**TASK INSTRUCTIONS:**
For the records below, tally the lines that contain "completion" and give only that number.

ENTRIES SHOWN Start Marker

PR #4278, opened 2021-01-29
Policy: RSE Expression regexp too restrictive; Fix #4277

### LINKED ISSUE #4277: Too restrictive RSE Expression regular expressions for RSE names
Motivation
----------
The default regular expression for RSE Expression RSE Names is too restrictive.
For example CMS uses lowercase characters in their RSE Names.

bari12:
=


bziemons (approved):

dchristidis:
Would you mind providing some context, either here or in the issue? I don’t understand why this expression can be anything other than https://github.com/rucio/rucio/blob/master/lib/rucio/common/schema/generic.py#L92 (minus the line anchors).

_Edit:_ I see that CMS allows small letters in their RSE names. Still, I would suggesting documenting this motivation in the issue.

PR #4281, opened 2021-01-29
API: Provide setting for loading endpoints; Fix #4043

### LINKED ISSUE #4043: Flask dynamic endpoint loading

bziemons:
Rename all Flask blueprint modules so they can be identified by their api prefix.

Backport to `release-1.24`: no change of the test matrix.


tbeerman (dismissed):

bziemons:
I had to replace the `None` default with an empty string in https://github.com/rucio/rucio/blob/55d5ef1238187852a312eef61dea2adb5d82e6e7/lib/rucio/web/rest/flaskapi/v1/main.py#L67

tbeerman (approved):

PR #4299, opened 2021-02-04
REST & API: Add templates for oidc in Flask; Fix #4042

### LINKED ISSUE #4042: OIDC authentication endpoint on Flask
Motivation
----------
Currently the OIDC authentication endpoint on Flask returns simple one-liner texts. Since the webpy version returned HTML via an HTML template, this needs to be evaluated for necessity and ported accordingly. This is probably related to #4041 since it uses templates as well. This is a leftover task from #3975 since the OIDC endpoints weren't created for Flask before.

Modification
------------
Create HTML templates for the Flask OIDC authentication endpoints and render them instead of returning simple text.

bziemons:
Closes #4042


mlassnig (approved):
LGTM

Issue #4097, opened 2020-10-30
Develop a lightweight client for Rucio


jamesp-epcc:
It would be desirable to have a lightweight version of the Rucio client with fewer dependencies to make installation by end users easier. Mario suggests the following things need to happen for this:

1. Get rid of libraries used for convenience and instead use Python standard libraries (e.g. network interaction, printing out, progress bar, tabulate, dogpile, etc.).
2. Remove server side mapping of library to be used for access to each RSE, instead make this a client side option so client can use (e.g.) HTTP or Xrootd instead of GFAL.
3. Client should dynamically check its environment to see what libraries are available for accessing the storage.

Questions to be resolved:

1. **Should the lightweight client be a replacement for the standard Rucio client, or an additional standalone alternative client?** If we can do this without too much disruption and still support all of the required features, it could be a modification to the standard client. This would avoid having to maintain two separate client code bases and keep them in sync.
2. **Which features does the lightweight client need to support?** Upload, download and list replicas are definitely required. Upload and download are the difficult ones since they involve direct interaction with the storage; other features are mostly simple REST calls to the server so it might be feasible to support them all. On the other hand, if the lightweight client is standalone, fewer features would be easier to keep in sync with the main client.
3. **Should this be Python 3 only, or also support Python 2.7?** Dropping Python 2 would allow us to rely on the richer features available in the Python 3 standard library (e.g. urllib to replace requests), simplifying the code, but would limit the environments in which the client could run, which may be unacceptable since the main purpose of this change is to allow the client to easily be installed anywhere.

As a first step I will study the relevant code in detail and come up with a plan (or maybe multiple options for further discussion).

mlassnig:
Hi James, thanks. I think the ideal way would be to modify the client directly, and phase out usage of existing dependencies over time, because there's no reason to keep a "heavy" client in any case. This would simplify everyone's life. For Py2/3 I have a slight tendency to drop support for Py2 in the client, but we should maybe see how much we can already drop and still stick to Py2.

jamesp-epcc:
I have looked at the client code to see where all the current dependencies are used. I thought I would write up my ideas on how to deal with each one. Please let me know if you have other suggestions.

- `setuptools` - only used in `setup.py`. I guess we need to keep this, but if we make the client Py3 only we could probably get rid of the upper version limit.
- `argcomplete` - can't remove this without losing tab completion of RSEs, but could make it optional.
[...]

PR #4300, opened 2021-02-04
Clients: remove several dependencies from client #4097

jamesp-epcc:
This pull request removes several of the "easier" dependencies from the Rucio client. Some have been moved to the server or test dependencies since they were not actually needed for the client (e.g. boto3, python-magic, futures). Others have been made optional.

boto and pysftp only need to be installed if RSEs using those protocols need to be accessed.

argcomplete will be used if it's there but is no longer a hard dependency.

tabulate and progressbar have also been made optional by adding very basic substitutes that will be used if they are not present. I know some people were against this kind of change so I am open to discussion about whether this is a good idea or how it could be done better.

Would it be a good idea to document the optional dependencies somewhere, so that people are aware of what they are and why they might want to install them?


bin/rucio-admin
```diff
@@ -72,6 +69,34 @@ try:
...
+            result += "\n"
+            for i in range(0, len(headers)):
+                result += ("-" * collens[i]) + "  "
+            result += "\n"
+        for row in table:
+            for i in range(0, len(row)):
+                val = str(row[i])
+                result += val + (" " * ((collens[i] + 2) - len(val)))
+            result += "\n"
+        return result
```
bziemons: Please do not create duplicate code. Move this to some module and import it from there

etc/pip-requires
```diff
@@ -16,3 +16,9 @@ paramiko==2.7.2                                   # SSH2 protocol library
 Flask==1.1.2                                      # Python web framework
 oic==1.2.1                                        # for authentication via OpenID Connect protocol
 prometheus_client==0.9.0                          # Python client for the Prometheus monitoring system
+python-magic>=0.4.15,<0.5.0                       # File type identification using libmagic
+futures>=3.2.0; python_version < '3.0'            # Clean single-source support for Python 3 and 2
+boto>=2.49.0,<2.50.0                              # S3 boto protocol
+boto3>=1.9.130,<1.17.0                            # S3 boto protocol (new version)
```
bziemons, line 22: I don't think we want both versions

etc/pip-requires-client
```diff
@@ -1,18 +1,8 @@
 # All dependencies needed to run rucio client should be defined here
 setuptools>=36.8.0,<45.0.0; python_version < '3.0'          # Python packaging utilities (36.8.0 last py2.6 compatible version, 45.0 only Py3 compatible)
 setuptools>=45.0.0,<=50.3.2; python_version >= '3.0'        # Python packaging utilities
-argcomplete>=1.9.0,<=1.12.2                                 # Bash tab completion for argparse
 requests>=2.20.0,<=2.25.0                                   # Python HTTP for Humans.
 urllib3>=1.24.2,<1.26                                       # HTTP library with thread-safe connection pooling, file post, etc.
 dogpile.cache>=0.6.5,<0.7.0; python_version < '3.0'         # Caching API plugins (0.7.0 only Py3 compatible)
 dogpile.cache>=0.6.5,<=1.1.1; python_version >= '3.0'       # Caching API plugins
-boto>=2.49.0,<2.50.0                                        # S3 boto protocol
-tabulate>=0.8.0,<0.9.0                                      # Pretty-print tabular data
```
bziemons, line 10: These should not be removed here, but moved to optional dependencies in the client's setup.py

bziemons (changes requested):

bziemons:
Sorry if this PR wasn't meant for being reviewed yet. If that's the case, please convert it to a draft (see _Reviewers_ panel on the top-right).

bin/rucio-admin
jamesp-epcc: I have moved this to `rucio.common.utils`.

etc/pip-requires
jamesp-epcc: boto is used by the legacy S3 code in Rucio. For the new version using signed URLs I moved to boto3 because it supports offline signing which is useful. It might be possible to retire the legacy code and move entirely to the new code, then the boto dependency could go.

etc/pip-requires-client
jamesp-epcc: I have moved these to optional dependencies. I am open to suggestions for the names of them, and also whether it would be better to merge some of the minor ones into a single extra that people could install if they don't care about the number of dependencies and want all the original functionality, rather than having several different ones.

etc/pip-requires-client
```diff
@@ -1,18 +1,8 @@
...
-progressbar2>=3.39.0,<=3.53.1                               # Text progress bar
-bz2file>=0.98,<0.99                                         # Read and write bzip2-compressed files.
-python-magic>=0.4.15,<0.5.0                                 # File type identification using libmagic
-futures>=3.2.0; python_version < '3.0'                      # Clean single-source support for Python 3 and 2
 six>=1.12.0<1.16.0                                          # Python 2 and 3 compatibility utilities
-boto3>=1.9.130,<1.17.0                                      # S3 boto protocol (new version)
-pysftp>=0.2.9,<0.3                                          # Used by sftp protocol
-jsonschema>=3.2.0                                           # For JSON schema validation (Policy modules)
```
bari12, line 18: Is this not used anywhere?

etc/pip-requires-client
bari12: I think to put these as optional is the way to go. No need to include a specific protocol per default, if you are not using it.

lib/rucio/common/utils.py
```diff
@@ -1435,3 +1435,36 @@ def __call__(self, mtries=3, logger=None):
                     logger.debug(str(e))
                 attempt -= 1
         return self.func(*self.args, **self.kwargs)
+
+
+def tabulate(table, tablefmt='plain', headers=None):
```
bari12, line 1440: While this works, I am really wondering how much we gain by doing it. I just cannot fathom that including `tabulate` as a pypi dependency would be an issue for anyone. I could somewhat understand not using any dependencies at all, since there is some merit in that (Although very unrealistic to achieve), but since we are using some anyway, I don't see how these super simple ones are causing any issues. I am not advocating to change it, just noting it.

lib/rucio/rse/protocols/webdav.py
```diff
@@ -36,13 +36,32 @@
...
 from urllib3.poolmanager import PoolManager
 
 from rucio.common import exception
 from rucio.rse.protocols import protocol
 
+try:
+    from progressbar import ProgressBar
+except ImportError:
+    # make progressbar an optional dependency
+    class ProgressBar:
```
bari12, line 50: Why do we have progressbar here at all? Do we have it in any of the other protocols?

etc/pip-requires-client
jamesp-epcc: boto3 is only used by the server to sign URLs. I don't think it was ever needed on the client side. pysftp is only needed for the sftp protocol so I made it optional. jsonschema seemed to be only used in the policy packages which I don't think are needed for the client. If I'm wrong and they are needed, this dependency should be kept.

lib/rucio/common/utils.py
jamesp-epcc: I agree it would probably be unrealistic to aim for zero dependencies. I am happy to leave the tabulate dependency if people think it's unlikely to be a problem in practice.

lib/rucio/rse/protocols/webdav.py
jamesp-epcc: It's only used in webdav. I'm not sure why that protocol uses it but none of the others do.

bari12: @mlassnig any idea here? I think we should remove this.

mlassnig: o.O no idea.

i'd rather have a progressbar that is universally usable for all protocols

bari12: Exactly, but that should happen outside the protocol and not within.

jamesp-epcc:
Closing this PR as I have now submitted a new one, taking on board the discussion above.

ENTRIES SHOWN End Marker

**SOLVED PROBLEM:**
2